Normal loop: Poisoned loop:
reason reason
act act
observe observe <- injected "you are not done yet"
done? -> YES (stop) done? -> NO (keep going... and going)
This is the inverse framing of well-known resource attacks. Where tool-chain token drain and guardrail reasoning DoS inflate the cost of a single decision, termination poisoning attacks the number of iterations — and the idea is not new in spirit: Johann Rehberger flagged LLM cost-and-DoS loops back in 2023.
Why it matters
Availability and cost are real security properties for autonomous systems. An agent stuck in a poisoned loop burns metered API spend, holds a worker slot that legitimate jobs need, and can quietly exhaust budgets before anyone notices. At 25x amplification, a single crafted document turns one task into the compute of twenty-five. For fleets of agents processing untrusted inputs — email triage, ticket handling, web research — this is a denial-of-wallet and denial-of-service vector that classic input filters, tuned to catch data exfiltration or command injection, are not looking for.
It also undermines a common safety assumption: that an agent left running will eventually stop. If termination can be externally manipulated, “it will finish on its own” is not a control.
Defenses
The fix is architectural — never let untrusted content arbitrate when the agent halts.
- Enforce hard external limits. Cap iterations, wall-clock time, total tokens and tool calls per task in the orchestrator, outside the model’s judgment. This is the single most effective mitigation; the loop must be bounded by code, not by the LLM’s opinion.
- Make termination a deterministic check where possible. For structured tasks, verify completion against explicit, machine-checkable success criteria rather than asking the model “are you done?”
- Budget and meter per task. Set per-task token/cost ceilings with alerts, and fail closed when a task exceeds its expected envelope — an outlier step count is a strong anomaly signal.
- Separate untrusted data from control reasoning. Keep tool outputs and retrieved text in clearly delimited, lower-trust regions, and avoid feeding raw untrusted content into the completion-evaluation step. This is the same containment logic discussed in machine-speed injection containment.

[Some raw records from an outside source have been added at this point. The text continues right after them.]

PR #1213, opened 2025-05-08
src: kw_env: Enhancement create enviroment message

juliacalixtorosa:
Change the warning message from 'kw env --create' to make it less confusing regarding the config file.

### DIFF
--- a/src/kw_env.sh
+++ b/src/kw_env.sh
@@ -242,7 +242,8 @@ function create_new_env()
     return
   fi
 
-  warning "You don't have a config file, get it from default paths"
+  say "Environment was created without a kernel .config file. Use kw env --use ${env_name} to switch to the new env."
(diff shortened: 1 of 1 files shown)


src/kw_env.sh
```diff
@@ -242,7 +242,7 @@ function create_new_env()
     return
   fi
 
-  warning "You don't have a config file, get it from default paths"
+  warning "Environment was created, use it with kw env --use and don't forget to set the .config file."
```
rodrigosiqueira, line 245: Maybe something like this:

```sh
say "Environment was created without a kernel .config file. Use kw env --use ${env_name} to switch to the new env."
warning "The new env does not have a default .config; you must provide it for a correct kernel compilation. It is recommended to use kw kernel-config-manager."
```

juliacalixtorosa: We implemented it according to your suggestion. Thank you.

rodrigosiqueira:
Thanks, the change merged with modifications into the unstable branch.

PR #1215, opened 2025-05-14
src: build_and_deploy: make kw bd accept kw d arguments

nattan447:
Previously, to build and deploy the kernel, users had to use kw bd, but it did not accept the same arguments as kw d, which was inconsistent and unintuitive.

this refactor ensures that kw bd now accepts the same arguments as kw d, providing a more coherent and flexible interface for users.

### DIFF
--- a/src/build_and_deploy.sh
+++ b/src/build_and_deploy.sh
@@ -18,13 +18,6 @@ function build_and_deploy_main()
     exit 0
   fi
 
-  parse_build_and_deploy_options "$@"
-  if [[ "$?" -gt 0 ]]; then
-    complain "${options_values['ERROR']}"
-    build_and_deploy_help
-    return 22 # EINVAL
-  fi
-
   build_kernel_main
   if [[ "$?" != 0 ]]; then
     complain 'kernel build failed\n'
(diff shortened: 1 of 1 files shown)


rodrigosiqueira (changes requested):
Hi @nattan447,

Thanks for addressing this issue.

Actually, fixing this issue is a little bit harder in the sense that not all of the deploy and build options should be valid here since this is "build & deploy", i.e., a particular sequence. I checked the deploy options, and the following should not be part of `bd`:

- `--setup`
- `--uninstall`
- `--list`
- `--ls-line`
- `--list-all`

From build, I think the following should not be part of `bd`:
- `--menu`
- `--info`
- `--doc`
- `--clean`
- `--full-cleanup`
- `--from-sha` --> We need to think more about this one.

nattan447:
> Hi @nattan447,
> 
> Thanks for addressing this issue.
> 
> Actually, fixing this issue is a little bit harder in the sense that not all of the deploy and build options should be valid here since this is "build & deploy", i.e., a particular sequence. I checked the deploy options, and the following should not be part of `bd`:
> 
> * `--setup`
> * `--uninstall`
> * `--list`
> * `--ls-line`
> * `--list-all`
> 
> From build, I think the following should not be part of `bd`:
> 
> * `--menu`
> * `--info`
> * `--doc`
> * `--clean`
> * `--full-cleanup`
> * `--from-sha` --> We need to think more about this one.

nattan447:
> > Hi @nattan447,
> > Thanks for addressing this issue.
> > Actually, fixing this issue is a little bit harder in the sense that not all of the deploy and build options should be valid here since this is "build & deploy", i.e., a particular sequence. I checked the deploy options, and the following should not be part of `bd`:
> > 
> > * `--setup`
> > * `--uninstall`
> > * `--list`
> > * `--ls-line`
> > * `--list-all`
> > 
> > From build, I think the following should not be part of `bd`:
> > 
> > * `--menu`
> > * `--info`
> > * `--doc`
> > * `--clean`
> > * `--full-cleanup`
> > * `--from-sha` --> We need to think more about this one.

Therefore, would it make more sense for me to open a pull request that filters the options related to deploy first? I can create a pull request with these changes, and then open a separate one to filter the build options.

- Monitor step distributions. Track iterations-per-task across the fleet; sudden amplification on specific inputs flags poisoning attempts for review.
- Red-team the stop condition. Test agents adversarially for loop behavior, not just for data leakage — the lethal trifecta framing should include “ability to consume unbounded resources.”
Status
| Item | Reference | Date | Notes |
|---|---|---|---|
| Paper published | arXiv:2605.05846 (v1) | 2026-05-07 | Defines Termination Poisoning; 10 strategies |
| Empirical scope | LoopTrap evaluation | 2026-05-07 | 8 mainstream agents, 60 tasks |
| Reported impact | LoopTrap | 2026-05-07 | 3.57x avg step amplification, 25x peak |
| Prior art (LLM cost/DoS loops) | Embrace The Red | 2023-09-16 | Early warning on infinite-loop cost abuse |
The takeaway is simple and old: an autonomous loop you do not bound is a loop an attacker can bound for you. Termination is a control decision, so treat it like one — enforce it in code, not in a prompt.